Только что приехал с Волги – купался. Поймали со Славиком Богачевым огромную селедку – килограммов шесть-семь. Поймали голыми руками – на зависть рыбакам, стоящим кругом. Здесь вообще с рыбой чего-то недодумали. Она идет валом из Каспия метать икру наверх, как ходили еще деды и прадеды, но Сталинградская ГЭС ее теперь не пускает, а она прется и разбивается или оглушается о плотину – вот такую полудохлую рыбу мы и ловим.
Сегодня будет уха (ты не подумай, что селедка сразу соленая и с луком – рыба как рыба).
Играю сегодня последние «Завязанные глаза» – отдали стирать рубашки и чинить обувь – приеду пижоном.
Сталинград второй раз оккупировали немцы – тьма туристов, все рестораны закрыты – их кормят и даже пароходики все поснимали с перевоза – катают их по Волге.
Чуть-чуть обгорел, загара нет совсем. Помылся в душе, чистый, бритый, пушистый лежу на кровати и совсем, совсем один – Юрка остался на пляже. Хочется ко мне? Не обидно? А!!! Надо мужа любить и ждать, ждать, ждать.
Почему мой сын не рисует мне картинки – я же несколько раз требовал. Немедленно чтоб нарисовал, слышишь? Я сейчас злой, как зверь, меня раздражать нельзя, меня ублажать надо всячески и ласкать тоже.
Пью, в общем, мало, курю средне, женщин не имею – имею тоску и злость. Хочу домой. Не хочу еще столько же в другом городе – не хочу.
Я иду к сапожнику, потом в прачечную, потом на почту, чтоб к этому времени было мне письмо, слышишь?
Целую, твой всюду муж.
Письмо Наталии Николаевны
8 июля 1961
Начало письма не сохранилось
…Все на работе ко мне очень бережно относятся. Если я не иду обедать, мне приносят молоко и булку, чтоб я не похудела к твоему возвращению, и кто-нибудь довозит или провожает до дома. И это все только для тебя! Цени!

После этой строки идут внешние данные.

PR #756, opened 2020-10-24
Don't use variable in remediation

mozillazg:
These variables are imported via #738 and they should not be used in remediation because of the variables in remediation will not be replaced with actual value.

### DIFF
--- a/cfg/cis-1.5/master.yaml
+++ b/cfg/cis-1.5/master.yaml
@@ -234,7 +234,7 @@ groups:
         remediation: |
           Run the below command (based on the file location on your system) on the master node.
           For example,
-          chmod 644 $schedulerkubeconfig
+          chmod 644 /etc/kubernetes/scheduler.conf
         scored: true
 
       - id: 1.1.16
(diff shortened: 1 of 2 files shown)


bjrara:
@mozillazg Would you mind explaining why they will not be replaced in remediation? Did you use the new config.yaml in the PR to verify? https://github.com/aquasecurity/kube-bench/pull/738/files#diff-ee8f320b6fba120f9fd902cea5c861cfa04980ba75ca380943ce3a17a1f04b67

bjrara:
And also I'd like to understand why it's a **needless** customization. We had real cases that we wanted to use kube-bench to audit our secured clusters, but our kubeconfig files were located in other locations than the default one. Those hard-coded controllermanager and scheduler configurations blocked our validation.

bjrara:
@mozillazg Thanks for the report. The variables should be replaced. The unexpected behavior is caused by the misconfiguration in config.yaml.
Fixed in https://github.com/aquasecurity/kube-bench/pull/758.

mozillazg:
@bjrara Get it.

PR #758, opened 2020-10-28
Fix defaultkubeconfig in config.yaml to resolve variable exposure in remediation

bjrara:
**Why do we need it?**
This PR aims at fixing the bug reported in https://github.com/aquasecurity/kube-bench/pull/756.

**How to reproduce this bug?**
The `defaultkubeconfig` for scheduler and controllermanager don't take effect as they are mistakenly configured as an array.

When no files can be found in the declared `kubeconfig` location options. The substitution should fall back to replacing the variables with the default values, however, as the object type is mismatched, so there's no replacement to take place.
```
scheduler:
    kubeconfig:
      - /etc/kubernetes/scheduler.conf
    defaultkubeconfig: /etc/kubernetes/scheduler.conf
```
The issue is initially introduced in https://github.com/aquasecurity/kube-bench/pull/738.

### DIFF
--- a/cfg/config.yaml
+++ b/cfg/config.yaml
@@ -48,8 +48,7 @@ master:
     defaultconf: /etc/kubernetes/manifests/kube-scheduler.yaml
     kubeconfig:
       - /etc/kubernetes/scheduler.conf
-    defaultkubeconfig:
-      - /etc/kubernetes/scheduler.conf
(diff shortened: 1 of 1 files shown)


bjrara:
cc @mozillazg 
/assign @yoavrotems

yoavrotems (approved):
Nice catch :) thank you, LGTM

PR #759, opened 2020-10-29
Add a total summary and always show all tests.

### LINKED ISSUE #528: Summary should cover all tests
When you run kube-bench without specifying the node type, on a master node it runs the master tests, outputs a summary of those, then runs the node tests and outputs a separate summary of those. It would be better if there was one summary covering all the tests that have been run

czunker:
Whether the total summary is shown can be specified with an option.

Fixes #528

Signed-off-by: Christian Zunker <christian.zunker@codecentric.cloud>

### DIFF
--- a/cmd/common.go
+++ b/cmd/common.go
@@ -148,7 +148,7 @@ func generateDefaultEnvAudit(controls *check.Controls, binSubs []string){
 }
 
 func parseSkipIds(skipIds string) map[string]bool {
-	var skipIdMap =  make(map[string]bool, 0)
+	var skipIdMap = make(map[string]bool, 0)
 	if skipIds != "" {
 		for _, id := range strings.Split(skipIds, ",") {
 			skipIdMap[strings.Trim(id, " ")] = true
@@ -185,7 +185,7 @@ func prettyPrint(r *check.Controls, summary check.Summary) {
 	// Print remediations.
 	if !noRemediations {
 		if summary.Fail > 0 || summary.Warn > 0 {
-			colors[check.WARN].Printf("== Remediations ==\n")
+			colors[check.WARN].Printf("== Remediations %s ==\n", r.Type)
 			for _, g := range r.Groups {
 				for _, c := range g.Checks {
 					if c.State == check.FAIL {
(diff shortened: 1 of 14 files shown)


cmd/common.go
```diff
@@ -159,7 +162,7 @@ func prettyPrint(r *check.Controls, summary check.Summary) {
 	// Print remediations.
 	if !noRemediations {
 		if summary.Fail > 0 || summary.Warn > 0 {
-			colors[check.WARN].Printf("== Remediations ==\n")
+			colors[check.WARN].Printf("== Remediations %s==\n", r.Type)
```
lizrice, line 165: Nice addition

cmd/master.go
```diff
@@ -34,7 +34,7 @@ var masterCmd = &cobra.Command{
 		}
 
 		filename := loadConfig(check.MASTER, bv)
-		runChecks(check.MASTER, filename)
+		runChecks(check.MASTER, filename, !isMaster())
```
lizrice, line 37: This should always attempt to run regardless of node type, because the user has explicitly asked for the master tests

cmd/node.go
```diff
@@ -34,7 +34,7 @@ var nodeCmd = &cobra.Command{
 		}
 
 		filename := loadConfig(check.NODE, bv)
-		runChecks(check.NODE, filename)
+		runChecks(check.NODE, filename, false)
```
lizrice, line 37: Same comment as for master, if the user expicitly tries to run the node test cases we should make an attempt

cmd/root.go
```diff
@@ -71,35 +72,35 @@ var RootCmd = &cobra.Command{
...
-			// this a gatekeeper for previous versions
-			valid, err := validTargets(bv, []string{string(check.CONTROLPLANE)}, viper.GetViper())
-			if err != nil {
-				exitWithError(fmt.Errorf("error validating targets: %v", err))
-			}
-			if valid {
-				glog.V(1).Info("== Running control plane checks ==")
-				runChecks(check.CONTROLPLANE, loadConfig(check.CONTROLPLANE, bv))
-			}
+		isMasterNode := isMaster()
```
lizrice, line 75: Can you explain your thinking on changing this logic here? I think I preferred all the decisions about whether to skip a section here in one place, but perhaps I am missing something?

lizrice (commented):
Thanks for your work on this so far! I also commented on #528 with a suggestion about how to present the sections that are skipped.

cmd/root.go
```diff
@@ -86,6 +87,8 @@ var RootCmd = &cobra.Command{
 				glog.V(1).Info("== Running control plane checks ==")
 				runChecks(check.CONTROLPLANE, loadConfig(check.CONTROLPLANE, bv))
 			}
+		} else {
+			fmt.Println("== Skipping master checks ==")
```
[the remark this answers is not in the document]
lizrice: Let's keep these as log output

lizrice (changes requested):
I'd just like to change some of the stdout output into logs (see the suggestions) but otherwise this looks good, thank you!

lizrice:
@yoavrotems @danielpacak note that when we merge this, it will change the default JSON output to include overall totals

czunker:
Hi @lizrice ,
changed the output according to your suggestions.

yoavrotems:
@czunker Hey I fixed some conflicts and now the PR seems to fail the tests

czunker:
Hi @yoavrotems ,

rebased to master and fixed the first issue.
It seems, there was a closing bracket missing:
https://github.com/aquasecurity/kube-bench/pull/759/commits/75e5aa9c0a4b5f260b7a1038f5775d31e703e78d#diff-f3346ecefc99144b92b77b4e6ae336aafbd52a75b9587e026ce0325162fc7afdR709

No some results fail in the integration tests. Correcting the numbers. That just than pass the integration test.

lizrice (approved):
lgtm

PR #760, opened 2020-10-30
Fix typos and formatting

valerianpereira:
Fix typos and formatting


yoavrotems:
Thanks for contributing, but this is no type since we don't talk about checks as a word but on multiple object from 'check' type.
So I'm closing it, you are more then welcome to look through our issues and help out there ! :)

PR #377, opened 2023-05-11
🤖 Build static html export

rowanc1:
This creates a new command `myst build --html` which exports the site as a static HTML page that can be hosted on GitHub pages or similar.

**Requires:**
- https://github.com/executablebooks/myst-theme/pull/68

There is a bit more work that needs to be done to actually set up for using this for real, but getting close!


corentinmorice1:
Thanks a lot, this is exactly what we were looking for after hearing the Myst talk at JupyterCon! I just tried this on Gitlab, by moving _build/html/ to public/. No error is raised, but I get a 404 error. Does _build/html/ contain the whole website?

rowanc1:
It is likely that the project is in a nested folder and there is no index page, you can confirm by seeing what is inside of `_build/html` (likely a folder, that then has an `index.html`?!). To fix that, you can remove the `site.projects` list entirely in your `myst.yml`.

```diff
site:
  title: 'Pixels and Their Neighbours: Finite Volume'
-  projects:
-    - slug: pixels-and-their-neighbours
-      path: .
  actions:
    - title: Download PDF
      url: ./cockett-heagy-oldenburg-2016.pdf
      static: true
  logo_text: Pixels and their neighbours
```

This will need the most up to date site templates (as of yesterday), which can be pulled/updated with a `myst clean --templates` and then `myst start`.

I think that up next we should change the default to being `1 site == 1 project`, where as currently the default is that `1 site >= 1 project`, which requires some sort of folder nesting and redirects, which are not preserved in the static build.

Let me know if that works?!

jeremyneveu:
Thanks for the help. So with @corentinmorice1 we created a repo https://gitlab.dsi.universite-paris-saclay.fr/corentin.morice/myst-test from the myst website tutorial, added a index.md file and removed the site.projects section from the `myst.yml` file. Now we are able to get a static website from gitlab pages, but the website is badly shaped

https://corentin.morice.gitlab.dsi.universite-paris-saclay.fr/myst-test/

I have the same building the html on my laptop, so it does not come from gitlab pages process. Something seems missing but what ? Any idea ?

rowanc1:
I think that you need to set the `BASE_URL` environment variable to `/myst-test`.

`export BASE_URL="/myst-test"`

That will need to be updated for any repository, Github actions adding this works:

```
env:
  BASE_URL: /${{ github.event.repository.name }}
```

If you know something similar in gitlab, let me know and I will add to the docs I am writing now!

jeremyneveu:
Thank you for the new doc about deployment. I tried the `npx serve _build/html` command and the web site was nice on my laptop. But I still fail to have a static website through giltab pages, despite your advice. I was able to set `BASE_URL` but it still fails:
```$ mv _build/html/ public/
$ echo $CI_PAGES_URL
https://corentin.morice.gitlab.dsi.universite-paris-saclay.fr/myst-test
$ echo $BASE_URL
/my-test
```
I haven't found an equivalent to the variable you are mentionning in github actions. Also, I don't really understand this sentence in the docs: "The build and site assets are in the /build folder, which would point outside of the current repository to a repository called 'build', which probably doesn't exist!" Maybe if you rephrase it to me I can guess how to fix gitlab pages.

PR #389, opened 2023-05-15
🔗 Add support for github issue previews

rowanc1:
github-previews


rowanc1:
I think that there are many things to improve in the theme side - but I think this is good enough on the parsing (which is all mystjs is doing) to get out the door!

The myst-theme can be done incrementally!

PR #395, opened 2023-05-26
📦 Add missing package for `myst-transforms`

GYHHAHA:


rowanc1:
Thank you, just changed it to `^3.1.0` to match `myst-parser` and updated the package-lock. Will get it in when the tests pass!

Thanks again for your help!

PR #396, opened 2023-05-26
Proposal: markdown-it-htmyst

tavin:
Hi @rowanc1 as a followup of sorts to https://github.com/executablebooks/markdown-it-docutils/issues/48 and https://github.com/executablebooks/mystjs/issues/181, I'd like to propose adding something like this to mystjs.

А я и без них берегу себя для тебя.
Хожу в бассейн. Если хочешь сделать мне подарок, подари ласты и маску. Это такое наслаждение плавать в маске, только немножко страшно, что упадешь на дно, – так под тобой глубоко и очень хорошо видно.
У меня новое платье, мама сшила – роскошное. А я сама себе шью сарафанчик с кофточкой – для Одессы. Киса, неужели исполнится моя давнишняя мечта – мы с тобой поедем долго-долго в поезде. Ладно? Я на самолете не полечу – я боюсь. Я буду тебе покупать на станциях жареных кур и еще что-нибудь вкусное. А на будущий год поедем с Мишкой? Ты скажешь: «Что задумывать? Там видно будет». Кис, ну тебе хочется с ним поехать? Ты представляешь, как он будет купаться в море, валяться в песке! Он сейчас с таким наслаждением купается в речке, визжит, хохочет, брызгается, а потом вываляется в песке – и опять в воду.